Его глаза гневно сверкнули.
- Я заявляю официально. Я не оставлю смерть моей жены без последствий.
- Вы упомянули какую-то проблему с безопасностью.
В комнате воцарилась тишина; МакКаффри решил, что Бланкеншип действительно не в курсе. Генри всегда старался избегать лишней вовлеченности. Если определенные шаги становились необходимыми, он предпочитал не знать о них. С другой стороны, скрывать всю правду неразумно, потому что рано или поздно Бланкеншип все равно узнает её.
- Этому человеку, Гиффорду, стало известно, что у Тины были проблемы. Он отправился к ней в Грэнжвилл. Мо Харгис пронюхал об этом и испугался. Он пришел ко мне.
Харри старался сдержать свой гнев.
- Я сказал ему: руки прочь!

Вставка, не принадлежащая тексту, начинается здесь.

PR #904, opened 2016-08-15
Add NuGet packages for desktop projects

tmeschter:
Add NuGet package definitions for the Microsoft.Build.Engine and
Microsoft.Build.Conversion.Core assemblies.


tmeschter:
@cdmihai @AndyGerlicher @rainersigwald 

This just adds the .nuspec files, which are based on those in the xplat branch. I am by no means an expert in NuGet packages, so there is probably something wrong with what I've got here. :-)

Also, the master branch doesn't have the logic present in the xplat branch for actually creating the NuGet packages as part of the build. Would it make sense for me to simply copy that logic from the xplat branch?

AndyGerlicher:
LGTM for the nuspec. And yeah I think copying the xplat logic would be the way to go. And trying to keep as much identical as possible to make the merges easier.

cdmihai:
@jeffkl about the nuspects. They lgtm, except for their dependencies. As far as I know, you have to put something in [even for standard GACed .net stuff](https://docs.nuget.org/Create/NuSpec-Reference#specifying-framework-assembly-references-(gac)). But the documentation is all gooey and I'm not too sure :)

Also, might it be better to just do this over in xplat land? Rather than copy paste modify hairy build logic that will then have to get merged back into xplat?

src/nuget/Microsoft.Build.Conversion.Core.nuspec
```diff
@@ -0,0 +1,27 @@
...
+    <title>MSBuild APIs</title>
+    <authors>Microsoft</authors>
+    <owners>Microsoft</owners>
+    <requireLicenseAcceptance>true</requireLicenseAcceptance>
+    <licenseUrl>http://go.microsoft.com/fwlink/?LinkId=329770</licenseUrl>
+    <projectUrl>http://go.microsoft.com/fwlink/?LinkId=624683</projectUrl>
+    <iconUrl>http://go.microsoft.com/fwlink/?LinkID=288859</iconUrl>
+    <summary>MSBuild APIs</summary>
+    <description>
+      This package includes APIs that support writing MSBuild tasks.
```
rainersigwald: Maybe mention something about deprecation?

rainersigwald:
LGTM, and I agree with Mihai: just do the package production in xplat.

josemesona:
They look correct, the dependency version is "$version$" which will always align the 2 assemblies.

---
In reply to: [240147643](https://github.com/Microsoft/msbuild/pull/904#issuecomment-240147643) [](ancestors = 240147643)

src/nuget/Microsoft.Build.Conversion.Core.nuspec
tmeschter: Yes, I was thinking the same thing after I posted this.

jeffkl:
They look correct, the dependency version is "$version$" which will always align the 2 assemblies.

tmeschter:
The issue with xplat is that we need to package the desktop versions of these assemblies. Or at least I think we do... @AndyGerlicher, am I right about that?

rainersigwald:
@tmeschter Yeah, these assemblies should not be ported to netcore. But we build both flavors out of the xplat branch.

tmeschter:
I've updated the review.

The Microsoft.Build.UnitTests.Evaluation.Expander_Tests.Medley test is failing, but I don't know why. If it is due to my change, it isn't obvious to me what went wrong.

dir.props
```diff
@@ -33,14 +33,15 @@
     <BootstrapDestination>$(BinDir)Bootstrap\</BootstrapDestination>
 
     <!-- Package version / directories -->
-    <BuildToolsVersion>1.0.25-prerelease-00199</BuildToolsVersion>
+    <BuildToolsVersion>1.0.26-prerelease-00627-02</BuildToolsVersion>
```
tmeschter: This is the version used in the xplat branch.

src/nuget/MSBuild.nuspec
```diff
@@ -0,0 +1,31 @@
...
+      <group targetFramework="net46">
+        <dependency id="Microsoft.Build.Framework" version="$version$" />
+        <dependency id="Microsoft.Build" version="$version$" />
+        <dependency id="Microsoft.Build.Utilities.Core" version="$version$" />
+        <dependency id="Microsoft.Build.Tasks.Core" version="$version$" />
+      </group>
+    </dependencies>
+  </metadata>
+  <files>
+    <!--<file src="_._" target="lib\net46" />-->
```
tmeschter: This file exists in the xplat branch, but not in the master branch.

src/nuget/Microsoft.Build.Engine.nuspec
```diff
@@ -0,0 +1,22 @@
...
+    <requireLicenseAcceptance>true</requireLicenseAcceptance>
+    <licenseUrl>http://go.microsoft.com/fwlink/?LinkId=329770</licenseUrl>
+    <projectUrl>http://go.microsoft.com/fwlink/?LinkId=624683</projectUrl>
+    <iconUrl>http://go.microsoft.com/fwlink/?LinkID=288859</iconUrl>
+    <summary>MSBuild APIs</summary>
+    <description>
+      This package includes APIs that support writing MSBuild tasks.
+    </description>
+    <copyright>Copyright © Microsoft Corporation</copyright>
+  </metadata>
```
tmeschter: I think this is missing some dependencies.

src/nuget/Microsoft.Build.Targets.nuspec
```diff
@@ -0,0 +1,60 @@
...
+        <dependency id="Microsoft.Build.Tasks.Core" version="$version$" />
+        <dependency id="MSBuild" />
+      </group>
+    </dependencies>
+    <contentFiles>
+      <files include="any/any/**/*.*" buildAction="None" copyToOutput="true" />
+    </contentFiles>
+  </metadata>
+  <files>
+    <!--<file src="_._" target="lib\net46" />-->
```
tmeschter: Another file that exists in xplat but not in master.

src/nuget/Microsoft.Build.Targets.nuspec
```diff
@@ -0,0 +1,60 @@
...
+    <file src="Microsoft.Common.CurrentVersion.targets" target="runtimes\any\native" />
+    <file src="Microsoft.Common.targets" target="runtimes\any\native" />
+    <file src="Microsoft.CSharp.CurrentVersion.targets" target="runtimes\any\native" />
+    <file src="Microsoft.CSharp.targets" target="runtimes\any\native" />
+    <file src="Microsoft.NETFramework.CurrentVersion.targets" target="runtimes\any\native" />
+    <file src="Microsoft.NETFramework.targets" target="runtimes\any\native" />
+    <file src="Microsoft.VisualBasic.CurrentVersion.targets" target="runtimes\any\native" />
+    <file src="Microsoft.VisualBasic.targets" target="runtimes\any\native" />
+    <file src="Microsoft.Common.overridetasks" target="runtimes\any\native" />
+    <!--<file src="Extensions\14.1\Microsoft.Common.props" target="contentFiles\any\any\14.1" />-->
```
tmeschter: Ditto.

src/nuget/Microsoft.Build.Conversion.Core.nuspec
```diff
@@ -0,0 +1,27 @@
...
+    </description>
+    <copyright>Copyright © Microsoft Corporation</copyright>
+    <dependencies>
+      <group targetFramework="net46">
+        <dependency id="Microsoft.Build.Engine" version="$version$" />
+      </group>
```
tmeschter: I think I need to add a few more dependencies.

src/dirs.proj
```diff
@@ -19,11 +19,44 @@
...
+         NerdBack.GitVersioning. -->
+    <GetNuGetPackageVersionsDependsOn>SetPackageVersion</GetNuGetPackageVersionsDependsOn>
+  </PropertyGroup>
+
+  <PropertyGroup>
     <!-- Explicitly set the OutDir as it is used by the packaging targets -->
     <OutDir>$(BaseOutputPathWithConfig)</OutDir>
   </PropertyGroup>
 
+  <Target Name="SetPackageVersion" DependsOnTargets="GetNuGetPackageVersion" Returns="$(PackageVersion)">
```
rainersigwald: Do you need the `Returns`? That should be the case only if you call this from another project.

src/nuget/MSBuild.nuspec
rainersigwald: IIRC we had to add an empty file with this name to force NuGet to create an empty folder, which we needed to convince . . . something . . . that this package targeted 4.6. So this might be needed here too.

src/dirs.proj
tmeschter: I... have no idea. :-) My knowledge of MSBuild is not that deep.

rainersigwald: (tl;dr: remove it here)

Well, this is one of our dark corners.

Mostly, you don't need a return value from a target: you're running it for its side effects, either on disk (from running tasks that produce files or change the world's state), or in the project (by changing properties and items in memory). But sometimes you do need a concept of a return value: when you're asking another project "what's your output file?", for example.

MSBuild's behavior is that the return value of a target defaults to its `Outputs`, but that can be overridden by adding a `Returns` attribute. That's useful in two main situations:
1. You have multiple incidental outputs, but one "main" output (maybe you produce debug symbols and want to rerun if they're stale, but your real output is only a DLL).
1. You want to communicate something that's not a file-on-disk output to another project--like a computed property.

I don't think you're in either case here, so there shouldn't be a need to have the `Returns`.

src/dirs.proj
```diff
@@ -19,11 +19,44 @@
...
+
+  <PropertyGroup Condition="Exists('$(ToolsDir)packages.targets') and '$(ImportGetNuGetPackageVersions)' != 'false'">
+    <TraversalBuildDependsOn>
+      $(TraversalBuildDependsOn);
+      GetNuspecProperties;
+      BuildPackages;
+    </TraversalBuildDependsOn>
+    <!-- We use Microsoft.DotNet.Build tools to create our packages, but we want the version comes from 
+         NerdBack.GitVersioning. -->
+    <GetNuGetPackageVersionsDependsOn>SetPackageVersion</GetNuGetPackageVersionsDependsOn>
```
rainersigwald: Actually, looking closer, this seems a bit funky. `SetPackageVersion` below has `DependsOnTargets="GetNuGetPackageVersion"`, but by the usual convention, this would set the opposite `DependsOnTargets` on the `GetNuGetPackageVersions` target.

What is the dependency situation? My understanding from looking at this change is that you need to define a couple of properties after GitVersioning runs and before `BuildPackages` runs--is that correct? If so, you should be able to do that a bit more simply with something like

```XML
<Target Name="SetPackageVersion
        DependsOnTargets="GetNuGetPackageVersion"
        BeforeTargets="BuildPackages">
  <PropertyGroup>
    <PackageVersion>$(NuGetPackageVersion)</PackageVersion>
  </PropertyGroup>
  <ItemGroup>
    <!-- Used by packages.targets:BuildPackages to inject properties into the nuspec-->
    <NuspecProperties Include="version=$(NuGetPackageVersion)" />
  </ItemGroup>
</Target>
```

You'll still have to wire `BuildPackages` into the traversal build somehow (via `TraversalBuildDependsOn` as you've done here is fine).

tmeschter: @rainersigwald So `BeforeTargets="BuildPackages"` is enough to ensure `SetPackageVersion` is run, even if nothing depends on it directly?

There are two things I'm trying to achieve: get the package version from GitVersioning and pass that along to `BuildPackages` (by setting `PackageVersion` before `BuildPackages` runs), and create the `NuspecProperties` items, which also need the version from GitVersioning and also need to be created before `BuildPackages` runs.

I'll try your suggestion.

rainersigwald: `BeforeTargets="BuildPackages"` means "if you're going to run `BuildPackages`, ensure that you've already run this target first.

Both of the things you're trying to do are affecting only in-memory state of the current project, so I think my way will do the trick. Let me know if not :)

tmeschter:
@rainersigwald I've updated the review.

tmeschter:
@cdmihai @jeffkl Could you take another look?

Two open questions:

1. Do I need to add the empty `_._` file?
2. Do the packages without dependencies still need an empty `<group targetFramework="net46" />` element?

jeffkl:
I think the empty folder helps NuGet with resolving package applicability but I'm not 100%.  Can you send me the NuGet packages via email so I can crack them open and take a look?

Дал ясно понять, что не потерплю, если с моей женой что-то произойдет.
- Вы не знаете точно, что её смерть была неслучайной.
Перед глазами МакКаффри появилось белое лицо Тины, лежащей на столе в морге.

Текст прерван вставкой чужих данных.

PR #908, opened 2016-08-17
Update stale references to Roslyn targets

rainersigwald:
These were updated in the runtime package list (so our final output was
ok), but not in these consumers.


AndyGerlicher:
:shipit:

- Я не могу доказать это в суде, но мне это и не нужно. Я хочу поговорить с вами только об одном. Что будет сделано? Я не успокоюсь, пока что-то не будет сделано. Вы всегда могли рассчитывать на мою лояльность, но этому настанет конец, если вы не поддержите меня!
Ни один мускул не дрогнул на лице Генри Бланкеншипа.
- Вы знаете, что я пережил, - быстро добавил МакКаффри. - Вы знали Тину. По-моему, я прошу не слишком много.
Бланкеншип скрестил руки и вздохнул.
- Что вы имеете в виду, Харри?
- Глупо указывать пальцем. Я не знаю, с чего начать. Но вы умеете говорить с ними лучше, чем я. Вас они выслушают.
- Чего вы хотите? - терпеливо спросил Бланкеншип.
- Женщина, которая была с Тиной, когда она утонула. Я знаю её имя. Ясмин. Она - индуска. Я хочу расплаты. Кровь за кровь.
- Вы не знаете, что она причастна.
- Причастна. И это не все. Мне нужен второй человек. Все началось с него. Если бы не он, Тина была бы сейчас жива.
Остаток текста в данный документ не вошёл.